Saturday, February 27, 2010
By Keith M. Phaneufwww.ctmirror.org
Fed up with telemarketing calls? The next one could help Connecticut pay its bills.
Looking to buy a used gun? The state might get in the business of selling weapons seized by the police.
And if you’re not paying your fair share of taxes—at least in the state’s view—lots of folks in Hartford are thinking of ways to take care of that, too.
There’s no shortage of ideas circulating at the Capitol to help erase the red ink that’s plaguing state finances, as legislators test options never considered before, or revisit ones abandoned long ago, in hopes of striking fiscal gold.
“I expect we’re going to see every kind of bill this year,” said Rep. Cameron Staples, D-New Haven, co-chairman of the tax-writing Finance, Revenue and Bonding Committee. “We’re probably going to look at a wide range of creative options.”
And given that tax hikes aimed at a broad population base normally are taboo in a legislative election year, the range of “creative options” is particularly wide this session.
Rep. Tim O’Brien, D-New Britain, never bought the argument that the wealthy would flee Connecticut if the state were to enact a more progressive income tax. But just in case, he has a solution: the mansion tax.

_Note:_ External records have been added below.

PR #675, opened 2023-03-21
Improve list mutator

0xricksanchez:
Improves the list mutator in a couple of ways:

* Gets rid of oscillation issues once `maxSize` is reached
* Every mutation is decided by a fair random pick
* Added chunk operations that complement the mutation of single elements

### DIFF
--- a/src/main/java/com/code_intelligence/jazzer/mutation/mutator/collection/ListMutatorFactory.java
+++ b/src/main/java/com/code_intelligence/jazzer/mutation/mutator/collection/ListMutatorFactory.java
@@ -16,34 +16,45 @@
 
 package com.code_intelligence.jazzer.mutation.mutator.collection;
 
+import static com.code_intelligence.jazzer.mutation.support.Preconditions.require;
 import static com.code_intelligence.jazzer.mutation.support.TypeSupport.parameterTypeIfParameterized;
 import static java.lang.Math.min;
+import static java.lang.String.format;
 
+import com.code_intelligence.jazzer.mutation.annotation.WithSize;
 import com.code_intelligence.jazzer.mutation.api.Debuggable;
 import com.code_intelligence.jazzer.mutation.api.MutatorFactory;
 import com.code_intelligence.jazzer.mutation.api.PseudoRandom;
 import com.code_intelligence.jazzer.mutation.api.SerializingInPlaceMutator;
 import com.code_intelligence.jazzer.mutation.api.SerializingMutator;
+import com.code_intelligence.jazzer.mutation.support.MutationAction;
+import com.code_intelligence.jazzer.mutation.support.RandomSupport;
 import java.io.DataInputStream;
 import java.io.DataOutputStream;
 import java.io.IOException;
 import java.lang.reflect.AnnotatedType;
 import java.util.AbstractList;
 import java.util.ArrayList;
+import java.util.EnumSet;
+import java.util.Iterator;
 import java.util.List;
+import java.util.ListIterator;
 import java.util.Optional;
 import java.util.RandomAccess;
+import java.util.Set;
 import java.util.function.Predicate;
 import java.util.stream.Collectors;
+import java.util.stream.Stream;
 
 final class ListMutatorFactory extends MutatorFactory {
   @Override
   public Optional<SerializingMutator<?>> tryCreate(AnnotatedType type, MutatorFactory factory) {
+    Optional<WithSize> withSize = Optional.ofNullable(type.getAnnotation(WithSize.class));
+    int minSize = withSize.map(WithSize::min).orElse(ListMutator.DEFAULT_MIN_SIZE);
+    int maxSize = withSize.map(WithSize::max).orElse(ListMutator.DEFAULT_MAX_SIZE);
     return parameterTypeIfParameterized(type, List.class)
         .flatMap(factory::tryCreate)
-        .map(elementMutator
-            -> new ListMutator<>(
-                elementMutator, ListMutator.DEFAULT_MIN_SIZE, ListMutator.DEFAULT_MAX_SIZE));
+        .map(elementMutator -> new ListMutator<>(elementMutator, minSize, maxSize));
   }
 
   private static final class ListMutator<T> extends SerializingInPlaceMutator<List<T>> {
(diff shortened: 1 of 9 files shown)


0xricksanchez:
Currently I do not know why the `//tests:ExperimentalMutatorComplexProtoFuzzer` does not pass in the CI. It works just fine on my Mac as well as from within a fresh Ubuntu 22.04 VM

src/main/java/com/code_intelligence/jazzer/mutation/mutator/collection/ListMutatorFactory.java
```diff
@@ -97,18 +112,98 @@ public void initInPlace(List<T> reference, PseudoRandom prng) {
...
+    private void insertRandomChunk(List<T> list, PseudoRandom prng, int maxSize) {
+      // Enforces slower growth for smaller lists and lists that are close to `maxSize`.
+      int chunkSize = prng.closedRange(1, Math.min(maxSize - list.size(), list.size()));
+      int chunkOffset = prng.indexIn(list);
+      for (int i = 0; i < chunkSize; i++) {
+        T newElement = elementMutator.init(prng);
+        try {
+          list.add(chunkOffset + i, newElement);
+        } catch (Exception e) {
+          System.out.println(list.getClass().getName());
```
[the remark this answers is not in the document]
0xricksanchez: that thing is an artifact from debugging yesterday. removed the `try-catch`

src/main/java/com/code_intelligence/jazzer/mutation/mutator/collection/ListMutatorFactory.java
```diff
@@ -172,5 +264,15 @@ public T get(int i) {
     public int size() {
       return mutableList.size();
     }
+
+    @Override
```
bertschneider, line 268: No override necessary.

src/main/java/com/code_intelligence/jazzer/mutation/mutator/collection/ListMutatorFactory.java
```diff
@@ -97,18 +111,95 @@ public void initInPlace(List<T> reference, PseudoRandom prng) {
...
-      } else if (!prng.trueInOneOutOf(4)) {
-        int i = prng.indexIn(list);
-        list.set(i, elementMutator.mutate(list.get(i), prng));
-      } else if (list.size() < maxSize) {
-        list.add(list.get(list.size() - 1)); // TODO: Create deep copy or init new entry.
-      } else if (list.size() > minSize) {
-        list.remove(list.size() - 1);
+        return;
+      }
+      List<Action> s = new ArrayList<>();
```
bertschneider, line 170: Building up the list of possible `Action`s could be extracted out into a static method in the enum class, expecting a `Collection`. With that, it could be reused for other collection mutators as well.

src/test/java/com/code_intelligence/jazzer/mutation/mutator/StressTest.java
```diff
@@ -117,33 +117,33 @@ null, emptyList(), singletonList(null), singletonList(false), singletonList(true
             "Map<Integer,Integer>", all(mapSizeInClosedRange(1, 3), manyDistinctElements()),
             all(mapSizeInClosedRange(1, 3), manyDistinctElements())),
         arguments(asAnnotatedType(byte.class), "Byte",
-            // init is heavily biased towards special values and only returns a uniformly random
-            // value in 1 out of 5 calls.
+            // init is heavily biased towards special values and only returns a uniformly
+            // random value in 1 out of 5 calls.
```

O’Brien’s proposal would levy a state property tax of $10 for every $1,000 of assessed value over $1 million - if the mansion’s owner does not already pay state income taxes. For example, if a millionaire with homes in Connecticut and Florida, where there is no state income tax, claims residency there, a big tax bill still will be due back here.

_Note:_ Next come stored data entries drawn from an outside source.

PR #681, opened 2023-03-22
tests: Parallelize StressTest

fmeum:


0xricksanchez:
On my Mac, I'm getting a rough 40% runtime improvement on average over the course of 10 measured runs (~82 seconds down to ~49 seconds).

fmeum:
Thanks for the data, looks like this PR would indeed improve the runtime quite significantly.

I submitted https://github.com/bazel-contrib/rules_jvm/pull/169 to fix the test runner issues.

bertschneider (approved):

“The advantage of having a mansion tax is that you can’t move a mansion to Florida,” O’Brien said, adding that if a millionaire tries to sell a Connecticut mansion, only another millionaire likely could afford it.
Most of the proposals on file at this point don’t have detailed fiscal analyses attached to them yet, since the 2010 General Assembly session is just over three weeks old. O’Brien said he wants any revenues raised by a mansion tax dedicated toward debt service, which approaches $2.2 billion in the current state budget.
The General Law Committee is taking aim at telemarketers who intentionally call households and businesses included on the state’s anti-phone solicitation registry, better known as the “Do Not Call List.” The bill mirrors a federal telemarketing statute right down to the $11,000 fine.
“That’s a pretty large number and I’m not sure that’s going to be our final number,” said Rep. James Shapiro, D-Stamford, co-chairman of the committee. “But for some people I’m sure it’s not high enough. This would be for the hardcore, repeat offenders.”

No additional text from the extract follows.